Snap Inc. (SNAP) shares traded firmly higher Tuesday, Dec. 5, after two investment banks lifted their recommendations on the social media app as it goes head-to-head with Facebook Inc. (FB) in the youth messaging market.
Snap rose 5.3% in early trading to $14.29, its highest level in nearly a month.
The moves followed an upgrade from Jefferies, which raised its recommendation on the messaging app maker to "buy" from "hold," and a similar endorsement from Barclays, which raised the Venice, Calif.-based group to "overweight" with a price target of $18 a share, up from a previous forecast of $11.
In fact, Barclays analyst Ross Sandler said now may be a "good time" to start accumulating shares," noting that the group may start hitting -- or beating -- consensus revenue estimates into the new year. He also suggested the recent narrative that Facebook is "killing" Snap may be starting to reverse. "In short, we think the worst is behind SNAP and company is likely to get back on track in 2018," Sandler wrote.
Facebook made further inroads into Snap's youth-market territory Monday, Dec. 4, with news it would launch a messaging app aimed at children under the age of 12 who can't legally set up their own page on the social media giant. With no ads and no automatic conversion to Facebook's main page, the company is hoping to engender a "safe space" for kids with the hope that they'll migrate to Facebook-owned properties -- such as Instagram -- when they hit their teens.
That could prove an enormous challenge for Snap, whose messaging app is hugely popular with younger users but has nonetheless struggled to generate a profitable business model.
Those concerns have continued to weigh on Snap shares, which failed to find support at the $15 level even after China's Tencent Holdings Ltd. (TCEHY) revealed last month that it built a 10% stake
Tencent, which owns China's biggest social media app WeChat, told Snap that it purchased around 145.78 million non-voting Snap shares on the open market, taking its overall stake to the 10% threshold that requires formal notification.
The investment announcement came just hours after Snap revealed weaker-than-expected third-quarter earnings and vowed to re-design its flagship messaging app.

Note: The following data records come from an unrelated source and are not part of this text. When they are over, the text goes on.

PR #212, opened 2017-07-26
Implement router.GetNClients

malandrew:
This pull request implements GetNClients in the ringpop router. This is just the router equivalent of the hashring.LookupN function.


yulunli:
LGTM

router/router.go
```diff
@@ -101,6 +106,33 @@ func (r *router) GetClient(key string) (client interface{}, isRemote bool, err e
...
+	if err != nil {
+		return nil, err
+	}
+
+	for _, dest := range dests {
+		client, isRemote, err := r.getClientByHost(dest)
+		if err != nil {
+			return nil, err
+		}
+		clients = append(clients, ClientResult{client, isRemote})
```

Snap posted a loss of 14 cents a share in the three months ended in September while revenue, the bulk of which come from selling ads, did rise 61% to $208 million, but even that figure trailed analysts' estimates of $237 million. Revenue per user, a key metric for the group, increased to $1.17 but again fell shy of the Wall Street consensus of $1.30.
The dispiriting numbers -- not to mention the stock's 48% decline since its post-IPO peak -- were not lost on the company's founders, including Evan Spiegel, who essentially pledged a hard re-set of the hard-to-use app which is slowly losing the hold it once had on the imagination of users and investors alike.
"The one thing that we have heard over the years is that Snapchat is difficult to understand or hard to use, and our team has been working on responding to this feedback," Spiegel told investors on a conference call late Tuesday. "As a result, we are currently redesigning our application to make it easier to use."
"There is a strong likelihood that the redesign of our application will be disruptive to our business in the short term, and we don't yet know how the behavior of our community will change when they begin to use our updated application," he added. "We're willing to take that risk for what we believe are substantial long-term benefits to our business."